## TASK STATEMENT
The stretch from the line with "1. Run the focused" through the line with "- Before: every" in the records below: write it out exactly, and nothing else.

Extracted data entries
- - -
Issue #1305, opened 2026-08-31
generate_scene hides non-PBL content-generation failure causes


YizukiAme:
## Problem

The agent-facing `generate_scene` tool collapses every non-PBL content-generation `null` into the same error:

```text
Page content generation failed; nothing was written.
```

The result has `details: {}`, so the agent cannot distinguish a prompt construction/loading failure from a model response that could not be parsed into the expected page content, such as malformed slide/quiz JSON or an interactive response with no extractable HTML. This prevents evidence-based recovery and can lead the agent to retry the same page while guessing at the cause.

The PBL path already returns structured `error`, `statusCode`, and `cause` fields, so the two generation paths expose materially different diagnostics.

## Root cause

- The slide, quiz, and interactive generation helpers return `null` for several distinct failures, including prompt construction/loading and model-output parsing or extraction failures.
- `lib/server/agent-runtime/generation-tools.ts` maps every falsy `content` returned by `generateSceneContent` to the generic message above with empty details.
- This tool path does not inject a generation logger, so the package defaults to `noopGenerationLogger`; the lower-level reason is unavailable both to the agent and in server logs.

## Expected behavior

Keep the no-partial-write behavior, but return a safe structured failure classification for valid non-PBL generation requests, sufficient to distinguish at least:

- prompt construction/loading failure;
- model output that is missing or malformed for the expected page type, including invalid slide/quiz payloads and interactive output with no extractable HTML.

Include stable context such as page order, title, and scene type. Raw model output should remain server-only and sanitized.

Add focused tests across representative slide, quiz, and interactive failure paths proving that they no longer collapse to `details: {}`.

YizukiAme:
Working on it.

PR #1319, opened 2026-08-31
fix(agent): bound generate_scene retries per page

### LINKED ISSUE #1308: generate_scene can retry the same failing page indefinitely
## Problem

In the durable server workbench, a failed `generate_scene` result returns control to the model. If the model calls `generate_scene` again for the same semantic page target, nothing keys the attempt to that target: the runtime holds no per-page consecutive-failure state, and the only guidance that mentions retrying lives in `curriculum-planner`, which a single stage build never loads and which is written per lesson rather than per page.

This lets the agent keep retrying the same `stageId + order` while changing the brief and guessing at the cause. In the observed run, page 4 failed four consecutive times with:

```text
Page content generation failed; nothing was written.
```

The agent said it would retry once, then kept retrying the same page after the second failure. Each call consumed generation time and made no durable progress.

That run predates #1316; the message above is now the unclassified fallback only, and `prompt-unavailable` / `invalid-model-output` are reported distinctly.

## Why nothing stops it today

- `lib/agent/runtime/build-agent.ts` normalizes a tool result with `isError: true`, but an error does not terminate the Pi loop unless an `afterToolCall` hook also returns `terminate: true`.
- `lib/server/agent-runtime/runner.ts` counts tool calls, but its request-scoped hook only terminates after a successful `ask_user`; the count is diagnostic.
- The runner's `maxAttempts` limits unattended session starts/resumptions, not repeated tool calls inside one live run.
- Retrying with a new tool-call ID or a modified brief is not a protocol duplicate, even when it targets the same persisted page position.

## Expected behavior

`generate_scene` recovery is page hygiene on the build floor, so the rule belongs in `stage-design`: every stage build goes through it, including a single classroom outside a series.

- Identity is `stageId + order`. Changing the title or brief, or generating another page in between, does not reset the attempt.
- `prompt-unavailable`, and other deterministic failures: do not repeat the same call.
- `invalid-model-output`: one retry, with a changed brief that keeps the settled teaching intent. A clearly transient provider failure: one retry.
- Once that budget is exhausted: leave the page unwritten, continue with later pages **in the same stage**, and name the gap when wrapping up. Do not `ask_user` after every failed page, and do not silently drop the page from the settled plan.
- Reconcile against `list_scenes` before reporting completion. A stage with a missing page can be wrapped up, but it is not done.

The gap is a missing page inside one stage, and filling it later is an ordinary follow-up: `generate_scene` on that order.

`curriculum-planner` needs one line delegating page recovery to `stage-design`, plus the fact that a failed page does not abort the rest of the series.

## Out of scope

- Runtime per-tool counters — the approach in #1319, closed.
- A generic run-level budget. If a backstop is still wanted once the skill text exists, it should be run-level and generic rather than a per-tool rule, and tracked separately from this issue.

## Related

- #1305 — the failure cause `generate_scene` reports; landed via #1316. This was the prerequisite: without a cause, the model could not tell a bad brief from an unavailable prompt, which is why it retried near-identical calls.
- #1370 — implementation.

Scope settled in [this comment](https://github.com/THU-MAIC/OpenMAIC/issues/1308#issuecomment-5538743323) and [the one before it](https://github.com/THU-MAIC/OpenMAIC/issues/1308#issuecomment-5528281602); this description was rewritten to match. The original "Expected behavior" asked for enforcement in the runtime.

hichipli:
## Summary

Bound repeated `generate_scene` failures for the same page within one server-workbench run. The initial generation and one retry may execute; further consecutive calls for the same `stageId + order` are rejected before reaching the generation provider.

## Related Issues

Fixes #1308.

## Changes

- add a request-scoped retry budget keyed by the semantic page target (`stageId + order`)
- preserve the original failure content/details while adding structured retry state and clear recovery guidance
- block calls after the second consecutive failure, before another generation request can run
- reset the budget after a successful generation or when generation moves to another page
- keep unrelated tool calls outside the budget and keep the shared tool allowlist authoritative
- add focused policy, Agent-hook, and runner-wiring regression coverage

## Type of Change

- [ ] Documentation update
- [ ] CI/CD or build changes

### Steps to reproduce / test

1. Run the focused retry-policy, Agent-hook, and runner-wiring tests.
2. Run the complete agent-runtime test directories under Node 22.
3. Run the complete repository test suite under Node 22.
4. Run formatting, lint, and TypeScript checks.

- the first failed page generation leaves exactly one real retry available
- a second consecutive failure returns exhausted-state guidance and a third call is blocked before tool execution
- a successful generation resets the budget
- moving to a different page target resets the budget
- unrelated tools neither consume nor reset the active page budget
- existing error details are preserved when retry metadata is added
- the shared allowlist still runs before the new request-scoped pre-call hook
- Node 22 full suite: 652 test files passed, 9 skipped; 7,170 tests passed, 81 skipped
- Node 22 agent-runtime suites: 85 test files passed, 4 skipped; 1,044 tests passed, 11 skipped
- local lint completed with 0 errors; 18 unrelated baseline warnings remain

### Evidence

- Before: every new tool-call ID for the same failing page could reach generation again.
- After: only the initial attempt and one retry can execute consecutively for a page; later same-target calls return a deterministic blocked result while later page targets remain available.
- [x] Manually verified locally with focused and complete automated suites
- [ ] Screenshots / recordings attached (no UI changes)

## Checklist

### DIFF
--- a/lib/agent/runtime/build-agent.ts
+++ b/lib/agent/runtime/build-agent.ts
@@ -4,8 +4,8 @@
  * Stands up a pi `Agent` with:
  * - injected StreamFn (-> OpenMAIC connector),
  * - request-scoped tools supplied by the route,
- * - a caller-supplied `beforeToolCall` allowlist gate,
- * - a `afterToolCall` quota hook (v0 stub: unlimited).
+ * - the shared allowlist gate plus an optional request-scoped pre-call policy,
+ * - the shared quota hook (v0 stub: unlimited) plus an optional post-call policy.
  */
 import {
   Agent,
@@ -14,6 +14,8 @@ import {
   type AgentMessage,
   type AgentOptions,
   type AgentTool,
+  type BeforeToolCallContext,
+  type BeforeToolCallResult,
   type StreamFn,
 } from '@earendil-works/pi-agent-core';
 import type { Api, Model } from '@earendil-works/pi-ai';
@@ -55,6 +57,11 @@ export interface BuildAgentOptions {
   transformContext?: (messages: AgentMessage[], signal?: AbortSignal) => Promise<AgentMessage[]>;
   /** Optional Pi message conversion, required when a context transform emits custom roles. */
- - -
## EXERCISE OUTPUT
1. Run the focused retry-policy, Agent-hook, and runner-wiring tests.
2. Run the complete agent-runtime test directories under Node 22.
3. Run the complete repository test suite under Node 22.
4. Run formatting, lint, and TypeScript checks.

- the first failed page generation leaves exactly one real retry available
- a second consecutive failure returns exhausted-state guidance and a third call is blocked before tool execution
- a successful generation resets the budget
- moving to a different page target resets the budget
- unrelated tools neither consume nor reset the active page budget
- existing error details are preserved when retry metadata is added
- the shared allowlist still runs before the new request-scoped pre-call hook
- Node 22 full suite: 652 test files passed, 9 skipped; 7,170 tests passed, 81 skipped
- Node 22 agent-runtime suites: 85 test files passed, 4 skipped; 1,044 tests passed, 11 skipped
- local lint completed with 0 errors; 18 unrelated baseline warnings remain

### Evidence

- Before: every new tool-call ID for the same failing page could reach generation again.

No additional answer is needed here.